--- Exercise directions ---
Tally the lines in the data below in which the word "namespace" occurs, then give only the total.

--- Information shown ---
Issue #397, opened 2022-10-16
when accessing `req.oidc.user`, TypeError: Cannot read properties of undefined  


b6pzeusbc54tvhw5jgpyw8pwz2x6gs:
### Describe the problem

My express server provide public APIs and private APIs both. Private APIs that can be used without auth0 authentication and a private api that requires authentication. example code:

```js
const app = express()

// public api
app.post('/public/api/a', handleA)
app.post('/public/api/b', handleB)
...

// auth0
app.use(auth({...}))

// private api
app.post('/api/c', handleC)
app.post('/api/d', handleD)
...
```

However, in this repo's TypeScript file `index.d.ts`, Adding `oidc` attribute as a non-optional Request and Response like below:

```ts
declare global {
  namespace Express {
    interface Request {
      oidc: RequestContext;
    }

    interface Response {
      oidc: ResponseContext;
    }
  }
}
``` 

So, in the public API handler, `handleA` function, the code below does not occur an error at compile time (tsc), but at runtime, `Cannot read properties of undefined (reading 'user')` this TypeError occurs.

```js
export const handleA = (req, res) => {
  const posts = getUserPosts(req.oidc.user)
}
```

### What was the expected behavior?

Accessing `req.oidc.something` without a type guard should occur `Object is possibly 'undefined'` tsc error.

![image](https://user-images.githubusercontent.com/15520015/196026319-995c49f5-4a07-4770-a15e-3759c3654eb3.png)

### Environment
- express-openid-connect: 2.8.0

adamjmcgrath:
Hi @b6pzeusbc54tvhw5jgpyw8pwz2x6gs - thanks for raising this

> So, in the public API handler, handleA function, the code below does not occur an error at compile time (tsc), but at runtime, Cannot read properties of undefined (reading 'user') this TypeError occurs.

There's a tradeoff here, the SDK assumes you only use it in handlers where the `auth` middleware has run. That way when you use it correctly, you don't have to add branching logic for `req.oidc` being undefined.

eg

```js
app.use(auth({...}))

app.get('/my-login', (req, res) => {
  if (!req.oidc) {
    // Why do I have to write this unreachable branch? I know it's defined because of the lines above
  }
  return req.oidc.login();
})
```

You can't use `req.oidc` in a handler that runs before the `auth` middleware, so why would you ever reference it.

b6pzeusbc54tvhw5jgpyw8pwz2x6gs:
[...]

PR #398, opened 2022-10-16
fix: change oidc to optional in Request, Response

b6pzeusbc54tvhw5jgpyw8pwz2x6gs:

### Description

I think #397 problem should be solved by changing the `oidc` attribute to optional. Compilation errors can occur in existing code, which can be a kind of breaking change, but it's better than an unpredictable runtime error.

Once this code is applied, everywhere to refer to the `oidc` attribute in TypeScript, we can use it with [Type Guards](https://www.typescriptlang.org/docs/handbook/advanced-types.html#type-guards-and-differentiating-types) like this:

```
if (!req.oidc) {
  throw new Error(`Expects 'oidc` property.`)
}

// After passing the if statement above, we can access the oidc property. ex)
const posts = getUserPosts(req.oidc.user.email)
```

or getUserPosts can handle 'undefined', we can use optional chaning:

```
const posts = getUserPosts(req.oidc?.user.email)
```

### References

- #397 

### Testing

Since it is a simple type change without any code changes, you can test it by checking whether a tsc error occurs when accessing `req.oidc.user` without type guard .

> Describe how this can be tested by reviewers. Be specific about anything not tested and reasons why. If this library has unit and/or integration testing, tests should be added for new functionality and existing tests should complete without errors.
>
> Please include any manual steps for testing end-to-end or functionality not covered by unit/integration tests.
>
> Also include details of the environment this PR was developed in (language/platform/browser version).

### Checklist

    - (There is no TypeScript documentation, so there is nowhere to fix it.)

### DIFF
--- a/index.d.ts
+++ b/index.d.ts
@@ -183,11 +183,11 @@ interface ResponseContext {
 declare global {
   namespace Express {
     interface Request {
-      oidc: RequestContext;
+      oidc?: RequestContext;
     }
 
     interface Response {
-      oidc: ResponseContext;
+      oidc?: ResponseContext;
     }
   }
 }


adamjmcgrath:
See #397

--- Exercise answer ---
2